研究課題/領域番号 |
19K22131
|
研究機関 | 慶應義塾大学 |
研究代表者 |
安藤 和也 慶應義塾大学, 理工学部(矢上), 准教授 (30579610)
|
研究期間 (年度) |
2019-06-28 – 2021-03-31
|
キーワード | スピントロニクス |
研究実績の概要 |
本研究は、非線形スピントロニクス現象を用いた精密スピン流伝導測定により、反強磁性絶縁体中スピン流伝導を切り拓くものである。本年度は、強磁性/反強磁性/重金属ヘテロ構造における波数ベクトル分解スピンポンピングと逆スピンホール効果を組み合わせることで、反強磁性絶縁体中のスピン流伝導の強磁性マグノン波数依存性を測定した。この結果、10^3から10^4 cm^-1程度の波数を持つdipole-exchangeマグノンによるスピンポンピング効率の波数依存性は反強磁性絶縁層の挿入により変化しないことが明らかになった。しかし、波数のさらに大きなexchangeマグノンによるスピンポンピング効率には反強磁性層挿入の効果が現れ、反強磁性層の挿入により、10^5 cm^-1以上の波数のマグノンによるスピンポンピング効率は、波数の小さなdipole-exchangeマグノンによるスピンポンピング効率に対して相対的に増大した。この結果は、高波数モードのマグノンが反強磁性絶縁体への効果的なスピン注入を実現することを明らかにしたものである。このような波数依存性は、強磁性体/反強磁性絶縁体界面における交換バイアスによるランダム磁場が引き起こす2マグノン散乱と、同じく交換バイアスによるスピンピニングの効果によって理解できることを明らかにした。

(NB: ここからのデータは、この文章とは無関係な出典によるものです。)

PR #4819, opened 2020-06-15
Use 256 bit AJP secret 

cipherboy:
This PR introduces two commits:

 - A documentation / cleanup commit that changes to xpath query to search for AJP adapters, not ports.
 - Switch IPA to use a 256-bit AJP secret. IPA seems to like 256-bit passwords. I don't believe PKI's default password is 256-bits.

I believe @abbra's earlier commit handled the upgrade path correctly. However, this one ensures that _new_ `ipa-server-install` passwords are 256-bits by default. Is this a concern we care about? Do we care about users setting their own password?

Also, this isn't strictly required IMO; it is a nice enhancement though. If we don't want to, we don't need to backport to RHEL 8.3. 

Fixes: https://pagure.io/freeipa/issue/8372

### DIFF
--- a/ipaserver/install/dogtaginstance.py
+++ b/ipaserver/install/dogtaginstance.py
@@ -840,7 +840,9 @@ class PKIIniLoader:
             pki_subsystem_type=subsystem.lower(),
             home_dir=os.path.expanduser("~"),
             # for softhsm2 testing
-            softhsm2_so=paths.LIBSOFTHSM2_SO
+            softhsm2_so=paths.LIBSOFTHSM2_SO,
+            # Configure a more secure AJP password by default
+            ipa_ajp_secret=ipautil.ipa_generate_password(special=None)
         )
 
     @classmethod
--- a/ipaserver/install/dogtaginstance.py
+++ b/ipaserver/install/dogtaginstance.py
@@ -308,11 +308,12 @@ class DogtagInstance(service.Service):
         doc = server_xml.getroot()
 
         # no AJP connector means no need to update anything
-        connectors = doc.xpath('//Connector[@port="8009"]')
+        connectors = doc.xpath('//Connector[@protocol="AJP/1.3"]')
         if len(connectors) == 0:
             return
 
-        # AJP connector is set on port 8009. Use non-greedy search to find it
+        # AJP protocol is at version 1.3. Assume there is only one as
+        # Dogtag only provisions one.
         connector = connectors[0]
 
         # Detect tomcat version and choose the right option name
@@ -331,11 +332,24 @@ class DogtagInstance(service.Service):
             rewrite = False
         else:
             if oldattr in connector.attrib:
+                # Sufficiently new Dogtag versions (10.9.0-a2) handle the
+                # upgrade for us; we need only to ensure that we're not both
+                # attempting to upgrade server.xml at the same time.
+                # Hopefully this is guaranteed for us.
                 self.ajp_secret = connector.attrib[oldattr]
                 connector.attrib[secretattr] = self.ajp_secret
                 del connector.attrib[oldattr]
             else:
-                # Generate password, don't use special chars to not break XML
+                # Generate password, don't use special chars to not break XML.
+                #
+                # If we hit this case, pkispawn was run on an older Dogtag
+                # version and we're stuck migrating, choosing a password
+                # ourselves. Dogtag can't generate one randomly because a
+                # Dogtag administrator might've configured AJP and might
+                # not be using IPA.
+                #
+                # Newer Dogtag versions will generate a random password
+                # during pkispawn.
                 self.ajp_secret = ipautil.ipa_generate_password(special=None)
                 connector.attrib[secretattr] = self.ajp_secret
 
--- a/install/share/ipaca_customize.ini
+++ b/install/share/ipaca_customize.ini
@@ -12,6 +12,7 @@
 #
 # Predefined variables
 #  - ipa_ca_subject
+#  - ipa_ajp_secret
 #  - ipa_fqdn
 #  - ipa_subject_base
 #  - pki_admin_password
--- a/install/share/ipaca_default.ini
+++ b/install/share/ipaca_default.ini
@@ -12,6 +12,7 @@ ipa_ca_pem_file=/etc/ipa/ca.crt
 
 ## dynamic values
 # ipa_ca_subject=
+# ipa_ajp_secret=
 # ipa_subject_base=
 # ipa_fqdn=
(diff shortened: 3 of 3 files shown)


rcritten:
Is it important to reconfigure existing instances on upgrade to use this as well?

cipherboy:
If there's no secret on an existing install, @abbra's existing changes ensure IPA provides a 256-bit secret. This is one upgrade scenario.

However...

On new installs with Dogtag 10.9 (RHEL 8.3 and Fedora 31-rawhide currently in `updates-testing`...), without this patch, PKI provides a [`log2(76^12) =~ 75`](https://github.com/dogtagpki/pki/blob/737fc097afb42c0b48fe362e970591099dfed2c7/base/common/python/pki/__init__.py#L217-L218)-bit secret for IPA. Because @abbra wanted PKI to fix it and didn't want more code in IPA, we used our existing password generation code. This is fine, we did it correctly so IPA can now set a password in the configuration when calling `pkispawn`.

If IPA cares about 256-bit password strength, PKI has provided a mechanism for IPA to set it for both of us, on new installs. It involves changing only a couple of lines in IPA's installer; that's what the last commit is. IPA will continue to handle upgrades.

So you can either:
 - Ignore this patch and close the PR. Perhaps 256-bit AJP password doesn't matter for IPA.
 - Decide you are fine shipping RHEL 8.3 with a 75-bit password and only merge this to master. According to what Mozilla uses, this is FIPS compliant enough for NSS. 
 - Decide you want to fix this in 8.3 too, and backport this change (probably: last commit only) to RHEL 8.3 branch.

Only in the middle case would you need to write an upgrade script to fix our 75-bit password in RHEL 8.4. But if you backport it now, as a bugfix and patch RHEL 8.3, you don't need to write said upgrade script because RHEL 8.3 hasn't shipped yet and RHEL 8.2 didn't have this issue. Any _new_ upgrade script would thus only be run for new installs for servers on RHEL 8.3, when they upgrade to RHEL 8.4+.

I opened this PR because I can't answer the question of "does IPA necessarily require a 256-bit AJP password?" -- that's an IPA question. :) You tell me if you need an upgrade script. :)

rcritten:
Thanks for the background, this PR just came out of the blue without an associated ticket outlining the reasoning and the first patch has a one-line commit message. 

From what I can tell this is related to commit ec73de969f55b7a005b6401029f87fe6a225a417 and was done due to a change in tomcat, https://tomcat.apache.org/migration-9.html#Upgrading_9.0.x

There are people with installs that originated in F20 so we have to be careful with them. My F25 install still has the port 8009 connector. I'll leave it to @abbra to evaluate whether both need to be handled since he knows this code better.

cipherboy:
"My F25 install still has the port 8009 connector." -- I'm not sure I follow this. Tomcat isn't port based; it is protocol based. Your 8009 port connector still aught to say AJP protocol... Is that assumption not correct? 

The first commit is just a documentation and clean up commit (assuming above assumption holds). Does IPA require BZs to clarify in-code documentation? I can file one.

The second commit is the real reason this PR was updated. The associated BZ is [rh-bz#1845447](https://bugzilla.redhat.com/show_bug.cgi?id=1845447). This is a `pki-core` BZ because @abbra wanted PKI to fix it. We did. But you're getting a PKI password, not an IPA password. I can expand the commit message if you'd like to include this additional context. :)

Thanks @rcritten for looking at this!

abbra:
@cipherboy thank you for the pull request. The code changes look OK. We only used 256-bit because that's the default password strength in our generator. Anything that is good enough for FIPS is good enough here.

Please do the following:
- add a ticket at https://pagure.io/freeipa/new_issue that has the explanation of a problem
- reference the ticket in the commit messages with 'Fixes: url' line

I'll kick full re-run of PR CI once this is done.

cipherboy:
@abbra Ok, updated. Issue linked in second commit message: https://pagure.io/freeipa/issue/8372

cipherboy:
To summarize some discussion with @abbra on this topic:

 - AJP/1.3 is a fully plaintext protocol
 - The secret is sent from client -> server on the wire; thus it is important that it is only done over a `localhost` boundary.
 - This is sent as an "attribute" in plaintext
    - spec: https://tomcat.apache.org/connectors-doc-archive/jk2/common/AJPv13.html
    - Python Impl: https://github.com/cipherboy/AJPy/blob/master/ajpy/ajp.py#L200
    - Tomcat Java impl: https://github.com/apache/tomcat/blob/master/java/org/apache/coyote/ajp/AjpProcessor.java#L857-L866

Any security derived here comes from:

 1) Secret not being brute-forcable,
 2) Secret not being interceptable (i.e., localhost needs to be protected commmunication, no pcaps).

It'd be cool to get this going over a local (Unix, not TCP) socket, but Java lacks JDK support for those. We'd have to provide support for that elsewhere and see if we can get Tomcat to work with it.

ipaserver/install/dogtaginstance.py
```diff
@@ -308,11 +308,12 @@ def secure_ajp_connector(self):
         doc = server_xml.getroot()
 
         # no AJP connector means no need to update anything
-        connectors = doc.xpath('//Connector[@port="8009"]')
+        connectors = doc.xpath('//Connector[@protocol="AJP/1.3"]')
```
rcritten, line 311: Please explain why you are changing the search criteria. I assume this is because it is more specific to this version of AJP and relying only on the port could lead to future problems but this is only a wild guess.

cipherboy: AJP is a protocol a connector can have. Specifically it has `AJP/1.3` in the `protocol=` field. Most commonly it listens on port 8009. However, you can run AJP on any port you desire. The comment above this block of code says "AJP connector", so we should update the AJP connector, not whatever is listening on port 8009.

rcritten: Yes, exactly! It should be in the commit message.

cipherboy: ACK, adding.

cipherboy:
@abbra / @tiran: I've filed https://bugzilla.redhat.com/show_bug.cgi?id=1849146 for the IPA component in 8.3 ; feel free to approve or deny w.r.t. IPA 4.8 backport. Lemme know early next week if this needs anything else :)

abbra:
LGTM.

tiran:
master:

* c5e9bd61d6a0a8fc8f06592b9cf14bd576404d51 Clarify AJP connector creation process
* 3ecea7800ab7d44f47ef26264dfb8c33aadeca49 Configure PKI AJP Secret with 256-bit secret

PR #4821, opened 2020-06-16
fix cert-find errors in CA-less deployment

frasertweedale:
Under some search conditions (in particular, when user is
specified), the CA sub-search of cert-find command throws an error
on CA-less deployments.  Do not execute the CA sub-search on CA-less
deployments.

Fixes: https://pagure.io/freeipa/issue/8369


rcritten:
master:

* 19544d53aeada733eb63d596be0a8576b17b9d04 fix cert-find errors in CA-less deployment

PR #4831, opened 2020-06-17
WebUI: Disable certificate loading for CA-less installation

serg-cymbaluk:
- prevent parsing data in certs_field if certificates are disabled
- fix the corresponding issue on user, host and service details pages

Ticket: https://pagure.io/freeipa/issue/8203

### DIFF
--- a/.freeipa-pr-ci.yaml
+++ b/.freeipa-pr-ci.yaml
@@ -1,1 +1,1 @@
-ipatests/prci_definitions/gating.yaml
+ipatests/prci_definitions/temp_commit.yaml
--- a/install/ui/src/freeipa/field.js
+++ b/install/ui/src/freeipa/field.js
@@ -1392,6 +1392,8 @@ field.certs_field = IPA.certs_field = function(spec) {
     that.acl_result_index = spec.acl_result_index;
 
     that.load = function(data) {
+        if (!IPA.cert.is_enabled()) return;
+
         var value = that.adapter.load(data);
         var parsed = util.parse(that.data_parser, value, "Parse error:"+that.name);
         value = parsed.value;
--- a/install/ui/src/freeipa/host.js
+++ b/install/ui/src/freeipa/host.js
@@ -520,18 +520,20 @@ IPA.host.details_facet = function(spec, no_init) {
         var host_command = that.details_facet_create_refresh_command();
         batch.add_command(host_command);
 
-        var certificates = rpc.command({
-            entity: 'cert',
-            method: 'find',
-            retry: false,
-            options: {
-                host: [ pkey ],
-                sizelimit: 0,
-                all: true
-            }
-        });
+        if (IPA.cert.is_enabled()) {
+            var certificates = rpc.command({
+                entity: 'cert',
+                method: 'find',
+                retry: false,
+                options: {
+                    host: [ pkey ],
+                    sizelimit: 0,
+                    all: true
+                }
+            });
 
-        batch.add_command(certificates);
+            batch.add_command(certificates);
+        }
 
         return batch;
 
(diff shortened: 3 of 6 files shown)


rcritten:
My only hesitation with this is that it is perfectly fine to have a CA-less installation and have user certificates provided by another CA. This will hide the certificates altogether. What about certificates stored in the user/host/service entry directly?

flo-renaud:
I agree with Rob, the certs can be stored directly in the entity's entry even in CA-less env. The correct fix would be to retrieve the cert from the entity's entry (ipa  user-show / host-show / service-show will return the cert in base64).

serg-cymbaluk:
@rcritten @flo-renaud 

I tested the solution with using base64 certificate representation. But there are a couple of issues with that:
1) I can't show any certificate attributes on the page because decoding the raw data on browser side is quite tricky.
It makes impossible to recognize certificates visually.
2) There is an error when you are trying to remove a certificate: 'CA is not configured'
Meanwhile the command removes the certificate successfully.
Reproducible even in CLI.

pvoborni:
Quite a while ago,  `cert-find` (I think) was enhanced to be able to parse arbitrary cert and return the data to Web UI so that Web UI doesn't need to do the parsing.  We needs something like that to work even in CA-less mode. 

Maybe the real fix is to modify cert-find to return the right data in CA-less mode. I wonder if this never worked, or there was some behavior change.

rcritten:
cert-find for CA-less was fixed in 32c64a78cef499c05e4ffa71d033692571297dca

This only shows the CA chain though.

The service certs are available directly in their respective records, HTTP/fqdn and ldap/fqdn and a show will include the relevant information:

```
$ ipa service-show HTTP/`hostname`
  Principal name: HTTP/ipa.example.test@EXAMPLE.TEST
  Principal alias: HTTP/ipa.example.test@EXAMPLE.TEST
  Certificate: MIIE ... 9hhw=
  Subject: CN=ipa.example.test,O=Certificate Shack Ltd
  Serial Number: 4096
  Serial Number (hex): 0x1000
  Issuer: CN=Certificate Shack Intermediate CA,O=Certificate Shack Ltd
  Not Before: Fri Jun 12 22:27:50 2020 UTC
  Not After: Tue Jun 22 22:27:50 2021 UTC
  Fingerprint (SHA1): fc:3b:42:08:32:36:f7:0a:c8:43:4d:a0:7a:41:6f:9b:8f:cf:b3:5a
  Fingerprint (SHA256): 1c:9e:a3:19:53:63:cb:da:92:8b:1c:e7:6d:b3:93:fe:1b:ac:4f:71:89:64:46:2f:db:e9:4f:d4:96:19:eb:95
  Keytab: True
  Managed by: ipa.example.test
```

serg-cymbaluk:
@rcritten hi,

Many thanks for the link.
I've tested the patch and it works for me. Given that I'm closing the PR. There are no changes needed on UI side.

pvoborni:
I don't understand one thing. Do we have an issue in showing the info in Web UI or not? The original issue this PR was about  was reported 5 months ago with ipa-4-8. But the patch 32c64a7 was done 3 years ago in ipa-4-5+. So if 32c64a7 is the fix then we should not have the error. So what was reported? Is it possible that there is some different issue?

flo-renaud:
@pvoborni
There was an additional fix done for https://pagure.io/freeipa/issue/8369.
- 19544d53aeada733eb63d596be0a8576b17b9d04 (on the master branch, included in release rc_4-9-0-1)
- 60a58eac02ed2c0741fbce3c1fb3acceef61fdbc (on ipa-4-8 branch, included in releases release-4-8-10 and release-4-8-9)
- eb8cb4d941ed8d4d76772a7a7d65c018497cb615 (on ipa-4-6 branch, not included in any official release).

PR #4834, opened 2020-06-17
Use old uglifyjs on RHEL 8

tiran:
RHEL 8 buildroot does not have python3-rjsmin yet. Fall back to
uglifyjs.

See: https://pagure.io/freeipa/issue/8300


tiran:
The PR solves one issue that prevents me to build IPA RPMs on RHEL from the upstream spec file. That's useful to verify a change quickly without going through a full build with IPA module spec.

abbra:
LGTM.

flo-renaud:
master:

* 6e3346f0a7d820cb3643044884657fa60a80f918 Use old uglifyjs on RHEL 8

PR #4836, opened 2020-06-18
Enable CA nonce protection

cipherboy:
Disabling CA nonce protection prohibits Dogtag CA from performing CSRF
protection, making some XSS vulnerabilities trivially reflected. We need
to ensure this is enabled by default to limit the scope of these types
of vulnerabilities in the future.

Fixes: https://pagure.io/freeipa/issue/8376

`Signed-off-by: Alexander Scheel <ascheel@redhat.com>`

----

@tiran -- I'm not on the approved contributors list. Mind kicking off PR-CI for me?

### DIFF
--- a/ipaserver/install/cainstance.py
+++ b/ipaserver/install/cainstance.py
@@ -408,7 +408,6 @@ class CAInstance(DogtagInstance):
             self.step("stopping certificate server instance to update CS.cfg",
                       self.stop_instance)
             self.step("backing up CS.cfg", self.safe_backup_config)
-            self.step("disabling nonces", self.__disable_nonce)
             self.step("set up CRL publishing", self.__enable_crl_publish)
             self.step("enable PKIX certificate path discovery and validation",
                       self.enable_pkix)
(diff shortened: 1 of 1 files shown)


cipherboy:
OK so this approach isn't viable right now. We'd need to update certmonger to read and respect nonces (and eventually Tomcat CSRF tokens) before this'd work.

@rcritten -- we're thinking about enabling Tomcat's default CSRF protection profile in the next release. Is this something you'd have cycles to work on, or would you prefer someone else take a crack at it? 

/cc @edewata and @SilleBille

rcritten:
I'd need to know a bit more about how the protection is implemented but sure, it's possible depending on the timeline.

duzda:
Hi @cipherboy, is this still planned or can be safely closed?

cipherboy:
@duzda I haven't worked on the project since 2021, but a quick code search suggests yes: https://github.com/freeipa/freeipa/blob/9054f0d819fd38f6e8b50dfcdbd6981c8e3c45bf/ipaserver/install/cainstance.py#L860

duzda:
Thanks for the swift reply, I felt better asking than just going and closing everything :)

cipherboy:
@duzda Apologies, I meant that the work still needed to be done theoretically.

これにより、反強磁性絶縁体へのスピン流注入を実現する最も典型的な構造である、強磁性/反強磁性絶縁体ヘテロ構造におけるスピン注入及びスピン伝導の波数依存性が初めて明らかになった。
|
現在までの達成度 (区分) |
現在までの達成度 (区分)
2: おおむね順調に進展している
理由
強磁性体/反強磁性絶縁体/重金属において実現される反強磁性絶縁体中のスピン流伝導はこれまで数多くの実験データが蓄積されてきた。しかし、スピン流源としてはuniformモードのマグノンにこれまで限定されており、スピン注入及びスピン伝導に対するマグノン波数の知見は得られていなかった。今回の研究により、反強磁性絶縁体へのスピン流注入を実現する最も典型的な構造である、強磁性/反強磁性絶縁体ヘテロ構造におけるスピン注入及びスピン伝導の波数依存性が初めて明らかになったことで、界面交換バイアスの効果が反強磁性絶縁体へのスピン流注入に大きな影響を与えることが見出された。これは、反強磁性体絶縁体ベースのスピントロニクスにおける重要な知見である。よっておおむね順調に進展している。
|
今後の研究の推進方策 |
これまでの研究により、強磁性絶縁体/反強磁性絶縁体/重金属構造におけるスピン流伝導のマグノン波数依存性が明らかになり、強磁性体から反強磁性絶縁体へのスピン流注入・スピン伝導における界面交換バイアスの重要性が明らかになった。残りの研究期間では、当初から計画していたネール温度近傍におけるスピン流伝導測定を行う。スピン流伝導測定には、これまで用いたスピンポンピングに加え、電流誘起スピン軌道トルク測定を併用する。スピンポンピングあるいは電流誘起スピン軌道トルク測定をネール温度近傍で測定するために、強磁性/反強磁性体構造におけるスピン流伝導の温度依存性測定に加え、反強磁性体厚さの調整によるネール温度の制御を試みる。これにより、室温においてもネール温度近傍のスピン流伝導測定が可能となる。これによりネール温度近傍でのスピン流伝導の系統的データが得られ、反強磁性体特有のスピン伝導物性が明らかになる。
|
次年度使用額が生じた理由 |
本研究計画は、大きく分けて反強磁性絶縁体における波数ベクトルスピンポンピング測定とネール温度近傍でスピン伝導測定の2つに分けられる。波数ベクトルスピンポンピング測定が計画以上に順調に進んだため、今年度はこちらに集中した。このため予算計画に変更が生じた。次年度の試料作製用消耗品と高周波測定用の消耗品に使用することを計画している。